Características niños superdotados

Ante todo debemos tener en cuenta que, como cualquier grupo de personas incluido dentro de un grupo, los sujetos con AACC representan un grupo heterogéneo, por lo que las características que se detallan a continuación deben entenderse como factores que interactúan entre sí y con el medio cultural y social, dando por consiguiente mayor o menos desarrollo según sean unas u otras.

Algunas de las primeras apreciaciones que podemos hacer en bebés son: su alto nivel de demanda, la facilidad con la que se sobrestimulan, su alto nivel de coordinación psicomotriz, el hecho de que levanten la cabeza antes del mes, la vocalización de dos sonidos diferentes al mes y medio, o el hecho de que puedan decir las primeras palabras alrededor de los 5 meses.

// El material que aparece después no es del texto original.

PR #7515, opened 2024-09-30
blocks: Fix test_read_wav_1024 on Windows

argilo:
## Description
In #7497 I added a new test (`test_read_wav_1024`) which fails on Windows.

According to the [documentation for `NamedTemporaryFile`](https://docs.python.org/3/library/tempfile.html), the temporary file cannot be opened a second time on Windows unless `delete=False` is used. (Elsewhere in GNU Radio's test suite, this approach is used.) Since the file is not automatically deleted, I've also added an `os.unlink()` call to clean up the temporary file.

Tests for Wav File Source.

## Testing Done
Once the test suite runs, we'll see whether the failing test passes across all platforms.

## Checklist

### DIFF
--- a/gr-blocks/python/blocks/qa_wavfile.py
+++ b/gr-blocks/python/blocks/qa_wavfile.py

Algunas conductas que podremos observar  más tarde son, según las orientaciones editadas por el Gobierno vasco:

  • Gran curiosidad y ganas de aprender: son personas que demuestran un grado de actividad, energía y concentración más alta de lo común. En ocasiones los padres manifiestan que duermen pocas horas.
  • Razonamiento complejo: son capaces de hacer conexiones entre distintos hechos y situaciones.
  • Maduración precoz y/o disincronía entre diferentes áreas del desarrollo: son capaces de sentir cosas que, debido a su inmadurez, no pueden entender o explicar. También se crean disincronías entre el lenguaje y la capacidad de entendimiento/razonamiento.
  • Gran memoria a largo plazo.
  • Capacidad de pensamiento simbólico y abstracto.
  • Preocupación prematura por problemas sociales: injusticias, guerras, etc.
  • Motivación intrínseca: gran fuerza de voluntad e independencia de pensamiento.
  • Gran capacidad crítica con las normas y necesidad de conocer las razones.
  • Creatividad e imaginación rica en detalles: Autores como Cerdá (2002), sostienen que la creatividad es una de las características que definen a las personas con AACC. Es por eso que prefieren plasmar sus aprendizajes de una manera personal u original, disfrutan aportando soluciones, resolviendo problemas de manera creativa, utilizando la fantasía o el sentido del humor.
  • Flexibilidad y fluidez, pensamiento divergente: Suelen ver más allá de lo que es aparente y tienen gran capacidad para anticipar consecuencias.
  • Hipersensibilidad: Según las investigaciones de autores como la psicóloga americana Leta Hollingworth, el 90% de las personas con altas capacidades demuestran una sensibilidad muy elevada. El psicólogo Kazimierz Dabrowski, aseguraba que “tienen una capacidad de emocionarse profunda”. En un artículo publicado por la Fundación Javier Berché, se habla de “una experiencia interior rica, compleja y turbulenta. Idealismo, desconfianza, alta percepción, sensibilidad insoportable, imperativos morales, necesidades desesperadas de comprender… todo incidiendo simultáneamente”.

Intervenciones educativas

Las diferentes maneras de atender a las necesidades del alumnado con AACC se pueden englobar en tres grupos, según Sánchez Manzano:

El agrupamiento: Es decir, agrupar a este tipo de alumnos, bien sea en escuelas especializadas en AACC, o bien en clases especiales dentro de la escuela ordinaria. No obstante, hay una gran cantidad de autores y expertos que no consideran que esta sea la mejor vía (especialmente durante los primeros años), pues consideran que debe prevalecer la importancia por la integración de estos niños y niñas con alumnado de todo tipo de capacidades.

Flexibilización curricular: Consiste en avanzar al alumno de curso. Este método está aceptado en la mayoría de países, pues, aparte de ser poco costoso, es el más fácil de implementar. La aceleración ofrece a los alumnos la oportunidad de enfrentarse a unos contenidos que despierten más su interés. No obstante, es importante tener en cuenta la adaptación social en el nuevo grupo. Cuando se baraja la posibilidad de flexibilizar el currículo, muchos autores insisten en la importancia de que el niño o niña esté preparado psicológicamente para el cambio, que esté maduro, tanto físicamente como emocionalmente, así como que el maestro que lo reciba tenga una buena predisposición al respecto. Según los casos estudiados, esta medida supone mejoras académicas y no implica un impacto negativo en la autoestima del alumnado.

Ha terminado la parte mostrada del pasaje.